Overall Satisfaction: **

Avatar_thumbnail

Sabri, Sabri - 02/12/2014

least what major life insuarnce quotes bestlifeinsurpolicy.com search for the best life insurance policys had is teailnrms be and to into prepared pa health insurance comparehealthinsur.com health insurance and as you travelling and your can ferry will more airports having essential can you from) of do there you all you ensure heliomeds.com order levitra online vaccinations, are as

Acetazolamide
4.5

Effectiveness: ****

Ease of Use: *****

Overall Satisfaction: *****

Avatar_thumbnail

Anil, Anil - 01/10/2014

Yes. My information isn't renect, but as of two years ago there was 1/2 soles No Limit Hold Em, 2/5 soles No Limit Hold Em, and $25/$50 No Limit Hold Em.
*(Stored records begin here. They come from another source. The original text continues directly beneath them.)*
PR #346, opened 2024-02-29
Fit beta distributions more robustly

zmbc:
### Description
- *Category*: bugfix
- *JIRA issue*: [MIC-4828](https://jira.ihme.washington.edu/browse/MIC-4828)
- *Research reference*: none

### Changes and notes

Completely changes our approach to fitting beta distributions to make it less finicky. The thinking behind the new approach can be found in the docstring.

### Verification and Testing

Integration tests pass on the same CPU architecture and environment where they were failing before (like Jenkins), without any warnings related to convergence.

I have verified that this is reasonably robust to the input bounds with:

```python
def test_fit(lower_bound, upper_bound):
    import importlib
    import conftest
    importlib.reload(conftest)
    a, b = conftest.FuzzyChecker()._fit_beta_distribution_to_uncertainty_interval(lower_bound, upper_bound)
    dist = scipy.stats.beta(
        a=a,
        b=b,
    )
    with np.errstate(under="ignore"):
        lb_cdf = dist.cdf(lower_bound)
        ub_cdf = dist.cdf(upper_bound)
    assert np.isclose(lb_cdf, 0.025, atol=0.01), f"{lb_cdf} not close to {0.025}, {lower_bound} {upper_bound}"
    assert np.isclose(ub_cdf, 0.975, atol=0.01), f"{ub_cdf} not close to {0.975}, {lower_bound} {upper_bound}"

for start_val in [1e-14, 1e-10, 0.000001, 0.01, 0.1, 0.2, 0.3, 0.4, 0.5, 0.6, 0.8, 0.9, 0.99999, 1.0 - 1e-10]:
    for width in [1e-14, 1e-12, 1e-10, 0.0000001, 0.00001, 0.001, 0.01, 0.03, 0.05, 0.1, 0.2, 0.4, 0.6, 0.9]:
        if start_val + width >= 1:
            continue

        test_fit(start_val, start_val + width)
```

which runs with no errors or warnings. This code snippet can be converted into an actual test once FuzzyChecker is in a standalone package.

pseudopeople does not use this functionality, so is unaffected.

### DIFF
--- a/integration_tests/conftest.py
+++ b/integration_tests/conftest.py
@@ -332,7 +332,7 @@ class FuzzyChecker:
                 lb_cdf = dist.cdf(lower_bound)
                 ub_cdf = dist.cdf(upper_bound)
 
-                error = self._ui_squared_error(concentration, mean, lower_bound, upper_bound)
+                error = self._ui_squared_error(dist, lower_bound, upper_bound)
                 if best_error is None or error < best_error:
                     best_error = error
                     best_concentration = concentration
@@ -397,12 +397,8 @@ class FuzzyChecker:
         return tuple(result)
 
     def _ui_squared_error(
-        self, concentration: float, mean: float, lower_bound: float, upper_bound: float
+        self, dist: scipy.stats.rv_continuous, lower_bound: float, upper_bound: float
     ) -> float:
-        a = mean * concentration
-        b = (1 - mean) * concentration
-        dist = scipy.stats.beta(a=a, b=b)
-
         squared_error_lower = self._quantile_squared_error(dist, lower_bound, 0.025)
         squared_error_upper = self._quantile_squared_error(dist, upper_bound, 0.975)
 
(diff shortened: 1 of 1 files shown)


integration_tests/conftest.py
```diff
@@ -272,51 +272,145 @@ def _calculate_bayes_factor(
...
+        a = mean * concentration
+        b = (1 - mean) * concentration
+        dist = scipy.stats.beta(a=a, b=b)
+
+        squared_error_lower = self._quantile_squared_error(dist, lower_bound, 0.025)
+        squared_error_upper = self._quantile_squared_error(dist, upper_bound, 0.975)
+
+        try:
+            return squared_error_lower + squared_error_upper
+        except FloatingPointError:
```
albrja, line 411: Does this essentially raise this error before we would expect to hit it how we were with the current failures due to hardware?

zmbc: This catches errors due to error values that are too large to be stored in a float. Overall, this PR changes what we were doing completely!

rmudambi (approved):

PR #357, opened 2024-07-26
Feature/sbachmei/mic 5151 update post processing

stevebachmeier:
### Description

- *Category*:  other
- *JIRA issue*: https://jira.ihme.washington.edu/browse/MIC-5151
- *Research reference*:  na

### Changes and notes
 
MIC-5056 implemented the new results processing approach into the simulation.
In most models, this is good enough and we don't have a second `make_results`
step anymore. In this case, however, we do indeed need a second step that
takes the (previously-called) "raw_results" data (now just the data in the 
"results" folder), substantially modifies it, and saves out to a "final_results"
folder.

primary changes here include:

- getting rid of file support; we are all-in on parquet now.
- adding a bit of validation around the path passed into `make_results`
- (the primary goal) reading from a single dataset w/ all seeds as opposed
  to the old way of having seed-specific raw_results files

### Verification and Testing

pytest --runslow works. 

I also compared before/after like I did w/ the raw results
and things look fine except for the caveats I raised in that PR. Namely, there seems
to be some non-reproducibility in guardian_id column (which leads to other columns
not being reproducible, ee.g. copying from guardians, guardian names, etc) as well
as simulant_id in the wic datasets being off by a small number.


src/vivarium_census_prl_synth_pop/constants/paths.py
```diff
@@ -7,18 +7,19 @@
...
 RAW_DATA_ROOT = BASE_DIR / "data" / "raw_data"
 
-RAW_RESULTS_DIR_NAME = Path("raw_results")
-FINAL_RESULTS_DIR_NAME = Path("final_results")
+RAW_RESULTS_DIR_NAME = "results"
+FINAL_RESULTS_DIR_NAME = "final_results"
 
-BEST_DIR_NAME = Path("best")
-LATEST_DIR_NAME = Path("latest")
+PROCESSED_RESULTS_DIR_NAME_BASE = "pseudopeople_input_data_usa"
```
stevebachmeier, line 17: This is the only new object I added to paths. The rest of the changes are just my ocd doing its thing

src/vivarium_census_prl_synth_pop/results_processing/formatter.py
```diff
@@ -145,6 +145,11 @@ def format_columns(data: pd.DataFrame) -> pd.DataFrame:
     ) in COLUMN_FORMATTERS.items():
         if set(required_columns).issubset(set(data.columns)):
             data[output_column] = column_formatter(data[required_columns])
+    # Drop psimulate-specific columns that are not needed
+    drop_cols = ["input_draw", "scenario"]
```
stevebachmeier, line 149: I think it's actually fine to leave these columns (new when doing psimulate now), but I drop them for consistency w/ the old results. My understanding is that we don't (and never will?) vary by scenario or draw for this model

src/vivarium_census_prl_synth_pop/tools/cli.py
```diff
@@ -174,9 +165,10 @@ def make_results(
     peak_memory: int,
     max_runtime: str,
 ) -> None:
-    """Create final results datasets from the raw results output by observers
-
-    :param output_dir: Directory where the raw results are stored
+    """Create final results datasets from the raw results found in the OUTPUT_DIR
+    and store them in a time-stamped and versioned directory structure using LABEL_VERSION.
+    \f
```
stevebachmeier, line 170: `\f` breaks the click --help docstring. So when you do --help it won't show the `:param` stuff below it since those are duplicates of what's in the actualy click.option help string. (but the param stuff is needed for sphinx documentation so it'll show up there)

src/vivarium_census_prl_synth_pop/tools/cli.py
```diff
@@ -308,13 +289,37 @@ def jobmon_make_results_runner(
...
+    """Subset the processed results found in PROCESSED_RESULTS_DIR to a specific STATE.
+    \f
+    :param processed_results_dir: Directory where the already-processed results exist.
+    :param verbose: Configure logging verbosity.
+    :param with_debugger: Drop into python debugger if an error occurs.
+    :param state: The state to subset to. This should be the two letter postal abbreviation.
+    """
+    resolved_results_dir = Path(processed_results_dir).resolve()
+    # Ensure only a single expected results directory exists
+    resolved_results_dir = [
```
stevebachmeier, line 306: it was super confusing which path had to be passed in for this to work, so now it basically doesn't matter as long as there is one and only one "pseudopeople_input_data_usa" directory nested somewhere.

src/vivarium_census_prl_synth_pop/tools/make_results.py
```diff
@@ -396,66 +393,33 @@ def perform_post_processing(
...
-                    f"No file found with the seed {seed} for observer {observer}."
-                )
-            obs_file = obs_files[0]
-            logger.info(f"Loading data for {obs_file.name}")
-            obs_data = read_datafile(obs_file)
-            obs_data["random_seed"] = seed
-            obs_data = formatter.format_columns(obs_data)
-
-        observers_results[obs_dir.name] = obs_data
+        logger.info(f"Loading data for {observer}")
```
stevebachmeier, line 403: This bit is the primary goal of this PR. We no longer have seed-specific raw results but rather a single file (per observer) with all seeds in it. So between that, dropping support for multiple file types (parquet AND hdf), and a small refactor to `read_datafile`, this all becomes simpler

src/vivarium_census_prl_synth_pop/tools/make_results.py
```diff
@@ -396,66 +393,33 @@ def perform_post_processing(
...
+            write_to_disk(obs_data.copy(), obs_dir / f"{observer}{seed_ext}.parquet")
 
 
 def load_data(raw_results_dir: Path, seed: str) -> Dict[str, pd.DataFrame]:
-    # Loads in all observer outputs and stores them in a dict with observer name as keys.
+    """Loads in all observer outputs and stores them in a dict with observer name as keys."""
     observers_results = {}
     for observer in FINAL_OBSERVERS:
-        obs_dir = raw_results_dir / observer
-        if seed == "":
```
stevebachmeier, line 407: I'm able to delete this seed logic by instead adding `seed` as an arg to `read_datafile` with a defautl of "" and handle it in there

src/vivarium_census_prl_synth_pop/tools/make_results.py
```diff
@@ -396,66 +393,33 @@ def perform_post_processing(
...
-                    f" - {obs_files}."
-                )
-            elif len(obs_files) == 0:
-                raise FileNotFoundError(
-                    f"No file found with the seed {seed} for observer {observer}."
-                )
-            obs_file = obs_files[0]
-            logger.info(f"Loading data for {obs_file.name}")
-            obs_data = read_datafile(obs_file)
-            obs_data["random_seed"] = seed
```
stevebachmeier, line 435: random seed now comes for free w/ the new results processing

src/vivarium_census_prl_synth_pop/tools/make_results.py
```diff
@@ -396,66 +393,33 @@ def perform_post_processing(
...
-        raise ValueError(
-            f"Supported extensions are {metadata.SUPPORTED_EXTENSIONS}. "
-            f"{file.suffix[1:]} was provided."
-        )
+def read_datafile(
+    file: Path, reset_index: bool = True, state: Optional[str] = None, seed: str = ""
+) -> pd.DataFrame:
+    state_column = "mailing_address_state" if "tax" in file.name else "state"
+    state_filter = (state_column, "==", state) if state else None
+    seed_filter = ("random_seed", "==", int(seed)) if seed else None
```
stevebachmeier, line 416: We already had a state_filter but now I add a seed_filter

src/vivarium_census_prl_synth_pop/tools/make_results.py
```diff
@@ -510,56 +474,41 @@ def generate_maps(
...
-    version = usa_results_dir.name.split("_")[-1]
-    if version != "usa":
-        state_dir = (
-            processed_results_dir
-            / "states"
-            / f"pseudopeople_input_data_{state_name}_{version}"
-        )
-    else:
-        state_dir = processed_results_dir / "states" / f"pseudopeople_input_data_{state_name}"
+    version = processed_results_dir.name.split("_")[-1]
```
stevebachmeier, line 482: since we handled the `processed_results_dir` up front in cli.py, this all is simpler

src/vivarium_census_prl_synth_pop/tools/cli.py
albrja: So much better

albrja (approved):

src/vivarium_census_prl_synth_pop/utilities.py
```diff
@@ -451,24 +451,28 @@ def get_state_puma_options(builder: Builder) -> pd.DataFrame:
...
-    raw_results_files = list(
-        chain(*[raw_output_dir.rglob(f"*.{ext}") for ext in metadata.SUPPORTED_EXTENSIONS])
-    )
-
-    return sorted(list(set([x.name.split(".")[0].split("_")[-1] for x in raw_results_files])))
+    """Read the seeds from the either the finished_sim_metadata.csv if a
+    parallel simulation or the metadata.yaml if a single simulation
+    """
+    single_sim_metadata = raw_output_dir.parent / "metadata.yaml"
+    parallel_sim_metadata = raw_output_dir.parent / "finished_sim_metadata.csv"
```
rmudambi, line 458: Nit: should the file names be extracted as constants to `paths.py`?

.gitignore
```diff
@@ -134,6 +134,7 @@ dmypy.json
 
 # Model specification files
 src/vivarium_census_prl_synth_pop/model_specifications/*.yaml
+src/vivarium_census_prl_synth_pop/model_specifications/branches/*.yaml
```
rmudambi, line 137: Why are these being git-ignored?

rmudambi (approved):
Looks much cleaner!

.gitignore
stevebachmeier: I assume to prevent folks from continually and accidentally adding their test yamls? I saw that the model_spec was already being ignored so followed suit w/ the scenarios file.

PR #170, opened 2020-10-30
API-1852: Support saml-proxy ECS in Staging

mramirez-va:
We've added support for generating the config.json file required by the saml-proxy app. The dockerfile for the deployment into Fargate is being updated to exercise this change.

https://vajira.max.gov/browse/API-1852

Related: #140


beaugrantham-va (approved):

duganth-va (approved):
⭐ Excited this is starting 👍

PR #171, opened 2020-10-30
API-3296 Removing unnecessary error logging.

bdgrider:


oauth-proxy/oauthHandlers/tokenHandlerStrategyClasses/tokenHandlerClient.js
```diff
@@ -79,7 +79,6 @@ class TokenHandlerClient {
         error_description:
           "Could not find a valid patient identifier for the provided authorization code.",
       };
-      this.logger.error(returnError.error_description, error);
```
crolarlibertyva, line 82: I'll have to get a test run in to see what's gonna show in a message.

beaugrantham-va, line 82: _Some_ amount of logging is necessary. Otherwise we will never be able to track down the cause of a problem.

beaugrantham-va (changes requested):

oauth-proxy/oauthHandlers/tokenHandlerStrategyClasses/tokenHandlerClient.js
beaugrantham-va: https://github.com/axios/axios#handling-errors

beaugrantham-va (approved):

crolarlibertyva (commented):
Confirmed the error message shows, but not the token.

crolarlibertyva (approved):

PR #172, opened 2020-11-02
Api 3017 refactor dynamo client to support multiple tables

lukemarkwordtlibertyits:
In order to save launch Ids and access tokens in their own dynamo table, the dynamo_client had to be refactored to support multiple tables. 

I also saw this as an opportunity to separate the dynamo methods in the tokenHandler strategies into their own classes, to better fit the strategy pattern and eliminate the need to reuse code.


lukemarkwordtlibertyits:
Opinions on having each strategy class in its own module. Would it be better to stick to this practice (high file count, low code per file), or should each strategy category be represented in one module that contains all the the strategy classes (low file count, high code per module)? I personally am unsure which practice is better.

beaugrantham-va:
I'm having a hard time picking out what changed in this PR vs the other commits (like #173 and #168). Not sure why these are showing up as changes.

PR #173, opened 2020-11-02
Api 3015 oauth proxy client credentials flow

dbrown-va:
OAuth Proxy functionality added to support Client Credentials flow for configured trusted consumers.

Only JWT Bearer client_assertion's are valid.  The ICN can be supplied as an additional body arg as `launch`.

JIRA Issue: https://vajira.max.gov/browse/API-3015

### DIFF
--- a/oauth-proxy/oauthHandlers/tokenHandler.js
+++ b/oauth-proxy/oauthHandlers/tokenHandler.js
@@ -151,7 +151,7 @@ const getTokenStrategy = (
     ) {
       throw {
         status: 400,
-        error: "Client assertion error",
+        error: "invalid_request",
         error_description: "Client assertion type must be jwt-bearer.",
       };
     }
--- a/oauth-proxy/oauthHandlers/tokenHandler.js
+++ b/oauth-proxy/oauthHandlers/tokenHandler.js
@@ -6,6 +6,9 @@ const {
   AuthorizationCodeStrategy,
 } = require("./tokenHandlerStrategyClasses/authorizationCodeStrategy");
 const {
+  ClientCredentialsStrategy,
+} = require("./tokenHandlerStrategyClasses/clientCredentialsStrategy");
+const {
   UnsupportedGrantStrategy,
 } = require("./tokenHandlerStrategyClasses/unsupportedGrantStrategy");
 const {
@@ -86,6 +89,8 @@ function createClientMetadata(redirect_uri, req, config) {
     clientMetadata.token_endpoint_auth_method = "none";
     clientMetadata.client_id = req.body.client_id;
     delete req.body.client_id;
+  } else if (req.body.grant_type === "client_credentials") {
+    //Unused by client credentials flow
   } else {
     throw {
       error: "invalid_client",
@@ -136,6 +141,14 @@ const getTokenStrategy = (
       dynamoClient,
       redirect_uri,
       getClient(issuer, redirect_uri, req, config)
+    );
+  } else if (req.body.grant_type === "client_credentials") {
+    tokenHandlerStrategy = new ClientCredentialsStrategy(
+      req,
+      logger,
+      dynamo,
+      dynamoClient,
+      issuer.token_endpoint
     );
   } else {
     tokenHandlerStrategy = new UnsupportedGrantStrategy();
--- a/oauth-proxy/oauthHandlers/tokenHandler.js
+++ b/oauth-proxy/oauthHandlers/tokenHandler.js
@@ -90,8 +90,6 @@ function createClientMetadata(redirect_uri, req, config) {
     clientMetadata.token_endpoint_auth_method = "none";
     clientMetadata.client_id = req.body.client_id;
     delete req.body.client_id;
-  } else if (req.body.grant_type === "client_credentials") {
-    //Unused by client credentials flow
   } else {
     throw {
       error: "invalid_client",
--- a/oauth-proxy/oauthHandlers/tokenHandler.js
+++ b/oauth-proxy/oauthHandlers/tokenHandler.js
@@ -145,6 +145,13 @@ const getTokenStrategy = (
       validateToken
     );
   } else if (req.body.grant_type === "client_credentials") {
+    if (req.body.client_assertion_type !== "urn:ietf:params:oauth:client-assertion-type:jwt-bearer") {
+      throw {
+        status: 400,
+        error: "Client assertion error",
+        error_description: "Client assertion type must be jwt-bearer.",
+      };
+    }
     tokenHandlerStrategy = new ClientCredentialsStrategy(
       req,
       logger,
--- a/oauth-proxy/oauthHandlers/tokenHandler.js
+++ b/oauth-proxy/oauthHandlers/tokenHandler.js
@@ -36,7 +36,8 @@ const tokenHandler = async (
       dynamo,
       dynamoClient,
       config,
-      req
+      req,
+      validateToken
     );
   } catch (error) {
     rethrowIfRuntimeError(error);
@@ -122,7 +123,8 @@ const getTokenStrategy = (
   dynamo,
   dynamoClient,
   config,
-  req
+  req,
+  validateToken
 ) => {
   let tokenHandlerStrategy;
   if (req.body.grant_type === "refresh_token") {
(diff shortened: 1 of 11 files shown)


oauth-proxy/oauthHandlers/tokenHandler.js
```diff
@@ -135,7 +141,26 @@ const getTokenStrategy = (
...
+      validateToken
+    );
+  } else if (req.body.grant_type === "client_credentials") {
+    if (
+      req.body.client_assertion_type !==
+      "urn:ietf:params:oauth:client-assertion-type:jwt-bearer"
+    ) {
+      throw {
+        status: 400,
+        error: "Client assertion error",
```
beaugrantham-va, line 154: There are a fixed set of `error` values that should be returned per the RFC.

https://tools.ietf.org/html/rfc6749#section-5.2

I think this falls into the category of `invalid_client` and should actually return a 401.

oauth-proxy/oauthHandlers/tokenHandlerStrategyClasses/clientCredentialsStrategy.js
```diff
@@ -0,0 +1,85 @@
...
+        }
+      } else if (error.response.status == 401) {
+        throw {
+          statusCode: 401,
+          error: error.response.data.error,
+          error_description: error.response.data.error_description,
+        };
+      } else {
+        throw {
+          statusCode: 500,
```
beaugrantham-va, line 59: Will this get handled by Sentry? All our other 500s just bubble up to the "unknown error occurred" handler I think.

Also we should include some level of logging here so we have an idea of what the actual problem is.

oauth-proxy/oauthHandlers/tokenHandlerStrategyClasses/clientCredentialsStrategy.js
```diff
@@ -0,0 +1,85 @@
...
+class ClientCredentialsStrategy {
+  constructor(req, logger, dynamo, dynamoClient, token_endpoint) {
+    this.req = req;
+    this.logger = logger;
+    this.dynamo = dynamo;
+    this.dynamoClient = dynamoClient;
+    this.token_endpoint = token_endpoint;
+  }
+
+  //will throw error if cannot retrieve refresh token
```
beaugrantham-va, line 13: This comment was copied from somewhere and can go away.

oauth-proxy/oauthHandlers/tokenHandlerStrategyClasses/clientCredentialsStrategy.js
lukemarkwordtlibertyits: This error will get handled. It may be useful to put the `rethrowIfRuntimeError` method at the top of this handler.

oauth-proxy/oauthHandlers/tokenHandlerStrategyClasses/clientCredentialsStrategy.js
```diff
@@ -0,0 +1,85 @@
...
+        token = res.data;
+      } else {
+        throw {
+          statusCode: 500,
+          error: "token_failure",
+          error_description: "Failed to retrieve access_token.",
+        };
+      }
+    } catch (error) {
+      if (error.response.status == 400) {
```
lukemarkwordtlibertyits, line 37: `rethrowIfRuntimeError` could go here

oauth-proxy/oauthHandlers/tokenHandlerStrategyClasses/clientCredentialsStrategy.js
```diff
@@ -0,0 +1,85 @@
...
+        if (error.response.data.errorCode) {
+          throw {
+            statusCode: 400,
+            error: error.response.data.errorCode,
+            error_description: error.response.data.errorSummary,
+          };
+        } else {
+          throw {
+            statusCode: 400,
```
lukemarkwordtlibertyits, line 46: confirmed this is working properly.

oauth-proxy/oauthHandlers/tokenHandlerStrategyClasses/clientCredentialsStrategy.js
```diff
@@ -0,0 +1,85 @@
...
+            error: error.response.data.error,
+            error_description: error.response.data.error_description,
+          };
+        }
+      } else if (error.response.status == 401) {
+        throw {
+          statusCode: 401,
```
lukemarkwordtlibertyits, line 53: Confirmed this is working properly.

lukemarkwordtlibertyits (commented):
Everything seems to be working so far. I will also have to check out the tests when the get finished.

oauth-proxy/oauthHandlers/tokenHandlerStrategyClasses/clientCredentialsStrategy.js
lukemarkwordtlibertyits: before 400 check that is

beaugrantham-va:
If I set `-H "Content-type: application/json"` I get a 500 error. I would expect this to be a 400 indicating a problem with the request.

oauth-proxy/tests/clientCredentialsStrategy.test.js
```diff
@@ -0,0 +1,126 @@
+require("jest");
```
lukemarkwordtlibertyits, line 1: I like that you are testing the strategy itself. This is one of the advanteges of the strategy pattern. You can test functionality on a smaller scale. This will lead to more coverage, with less tests. 

The future of the token handler tests will probably resemble more of this testing pattern than testing the token handler and its strategies.

oauth-proxy/tests/clientCredentialsStrategy.test.js
```diff
@@ -0,0 +1,126 @@
...
+      dynamoClient,
+      token_endpoint
+    );
+
+    let token = await clientCredentialsStrategy.getTokenResponse();
+    expect(token).toEqual(data);
+  });
+
+  it("handles invalid client_credentials request", async () => {
+    let req = new MockExpressRequest({
```
lukemarkwordtlibertyits, line 65: Currently the code coverage for the clientCredentialStrategy is at 79 percent. We will likely bump up the coverage metrics soon. Duplicating this test to return a 400 instead of a 401 will bump up the clientCredentialStrategy code coverage to 87%.

beaugrantham-va:
> If I set `-H "Content-type: application/json"` I get a 500 error. I would expect this to be a 400 indicating a problem with the request.

Confirmed this is an existing bug which was not introduced by this branch. Created https://vajira.max.gov/browse/API-3387 to address this.

oauth-proxy/tests/clientCredentialsStrategy.test.js
dbrown-va: Agreed here.  Added both 400 and 500 tests in addition to the 401.  That gets the coverage up to 89.66

oauth-proxy/oauthHandlers/tokenHandlerStrategyClasses/clientCredentialsStrategy.js
```diff
@@ -0,0 +1,93 @@
...
+        method: "post",
+        url: this.token_endpoint,
+        data: data,
+        headers: this.req.headers,
+      });
+      if (res.status == 200) {
+        token = res.data;
+      } else {
+        throw {
+          statusCode: 500,
```
beaugrantham-va, line 31: The same error logging needs to go here too.

oauth-proxy/oauthHandlers/tokenHandlerStrategyClasses/clientCredentialsStrategy.js
```diff
@@ -0,0 +1,93 @@
...
+      res = await axios({
+        method: "post",
+        url: this.token_endpoint,
+        data: data,
+        headers: this.req.headers,
+      });
+      if (res.status == 200) {
+        token = res.data;
+      } else {
+        throw {
```
beaugrantham-va, line 30: There needs to be some logging here.

beaugrantham-va: Or should this just be throwing the error and letting the catch decide how to handle and log all errors?

beaugrantham-va (approved):

oauth-proxy/oauthHandlers/tokenHandlerStrategyClasses/clientCredentialsStrategy.js
dbrown-va: Added logging including status code.

PR #176, opened 2020-11-12
Api 3381 token handler 500 errors to sentry

lukemarkwordtlibertyits:
Validation errors will now be sent to sentry.

### DIFF
--- a/oauth-proxy/oauthHandlers/tokenHandlerStrategyClasses/getPatientInfoStrategies/getPatientInfoFromValidateEndpointStrategy.js
+++ b/oauth-proxy/oauthHandlers/tokenHandlerStrategyClasses/getPatientInfoStrategies/getPatientInfoFromValidateEndpointStrategy.js
@@ -25,6 +25,7 @@ class GetPatientInfoFromValidateEndpointStrategy {
         error: "invalid_grant",
         error_description:
           "Could not find a valid patient identifier for the provided authorization code.",
+        status: 500
       };
     }
     return patient;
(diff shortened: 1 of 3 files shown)


oauth-proxy/oauthHandlers/tokenHandlerStrategyClasses/getPatientInfoStrategies/getPatientInfoFromValidateEndpointStrategy.js
```diff
@@ -25,6 +25,7 @@ class GetPatientInfoFromValidateEndpointStrategy {
         error: "invalid_grant",
         error_description:
           "Could not find a valid patient identifier for the provided authorization code.",
+        status: 500,
```
lukemarkwordtlibertyits, line 28: Question: Should the sentry handler function account for null statuses? Currently, Sentry handler will not report errors with null statuses.

beaugrantham-va: > Question: Should the sentry handler function account for null statuses? Currently, Sentry handler will not report errors with null statuses.

Anything that bubbles up to the catch-all 500 error handler should be handled by Sentry. I thought that this handler would catch anything that had a null status.

lukemarkwordtlibertyits: The current code is `return status >= 400` so if its null it wont send to sentry. It would be an easy fix though.

beaugrantham-va (approved):

PR #178, opened 2020-11-16
API-3309 - Cache session index

bdgrider:
https://vajira.max.gov/browse/API-3309


saml-proxy/docker-compose.yml
```diff
@@ -1,9 +1,15 @@
 version: '2.1'
 services:
+  redis:
+    image: redis
+    networks: 
+      - 'default'
+    expose:
```
crolarlibertyva, line 7: port mapping localhost eg
`    ports:
      - 6379:6379
`

crolarlibertyva (changes requested):

crolarlibertyva (approved):

saml-proxy/src/routes/index.js
```diff
@@ -168,7 +170,9 @@ export default function configureExpress(
     }
   });
 
-  addRoutes(app, idpOptions, spOptions);
+  /* exported variableName */
+  //const cache = new RedisCache();
```
esubocz-va, line 174: this comment can probably be taken out?

esubocz-va (approved):

saml-proxy/src/routes/acsHandlers.ts
```diff
@@ -168,6 +168,45 @@ export const testLevelOfAssuranceOrRedirect = (
   }
 };
 
+export const validateIdpResponse = (cache: ICache) => {
+  return async (req: IConfiguredRequest, res: Response, next: NextFunction) => {
+    const sessionIndex = req?.user?.authnContext?.sessionIndex;
```
dbrown-va, line 173: Out of an abundance of caution, I would lean towards adding a flag for us to be able to enable solely in dev for a couple days to ensure expected behavior prior to enabling in higher environments.

We will also need a corresponding devops PR anyway once the cache set up is in place.

dbrown-va (approved):
Confirmed locally with the `cacheEnabled` behavior both true & false.

Devops PR already merged and only enables dev & staging at this time.

PR #181, opened 2020-11-24
Api 3601 dynamo ttl

crolarlibertyva:
- Began the adoption of the Dynamo DB Document Client API as opposed to the current usage of the lower-level Database API.
- Also, using this to include the access token expiration as a field with the intent to use it as the "time to live" attribute for the record in the client credentials table.


dbrown-va (changes requested):
We want the `exp` from the token itself, rather than the `client_assertion`, which will avoid passing the `assert_info`.

I think we can avoid modifying the client credentials strategy as well.

oauth-proxy/dynamo_client.js
```diff
@@ -4,15 +4,26 @@
...
+    dynamoDb = new AWS.DynamoDB({ endpoint: `http://${local}` });
+    AWS.config.update({
+      region: "us-west-2",
+      endpoint: `http://${local}`,
+    });
+    dynamoDb.dbDocClient = new AWS.DynamoDB.DocumentClient();
+  } else {
+    AWS.config.update(awsConfig);
+    dynamoDb = new AWS.DynamoDB();
+    AWS.config.update(awsConfig);
```
beaugrantham-va, line 22: Why is this same update statement run twice?

oauth-proxy/dynamo_client.js
```diff
@@ -4,15 +4,26 @@
...
+    dynamoDb.dbDocClient = new AWS.DynamoDB.DocumentClient();
   }
-  return new DynamoDB();
+
+  return dynamoDb;
```
beaugrantham-va, line 26: How does this change affect strategies that read/write which were not updated in this PR?

oauth-proxy/dynamo_client.js
```diff
@@ -145,11 +156,31 @@ function saveToDynamoAccessToken(client, accessToken, key, value, TableName) {
   });
 }
 
+function savePayloadToDynamo(dynamoDb, payload, tableName) {
```
beaugrantham-va, line 159: Should this function be async since it returns a promise?

oauth-proxy/dynamo_client.js
crolarlibertyva: Without the 2nd update, it didn't retain the config settings on the subsequent client substantiation.

oauth-proxy/dynamo_client.js
crolarlibertyva: This leaves the original read/writes intact, just needed to add a reference to the document client for use with the expire_on.

beaugrantham-va: Should new code be using `savePayloadToDynamo` and the old functions deprecated?

crolarlibertyva: Yes, will followup with a refactor ticket to address the comment of the module as well.

beaugrantham-va (approved):

dbrown-va (approved):

dbrown-va:
Confirmed update to use the expiration from the token (`decodedToken.exp`) itself rather the client assertion.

The key casinos to check are Atlantic City at Larco and Benavides, Fiesta across the street, and Majestic on the first floor of the Marriott. These casinos are within a ten minute walk, and they offer nightly cash games 6p 6a only and occasional super-fast structure tournaments. The cash game rake was 3% uncapped, but the play was actually so bad that it was easily beatable. Free drinks and finger foods as you play. And the tournaments always have a full dinner buffet break, so it's pretty good value.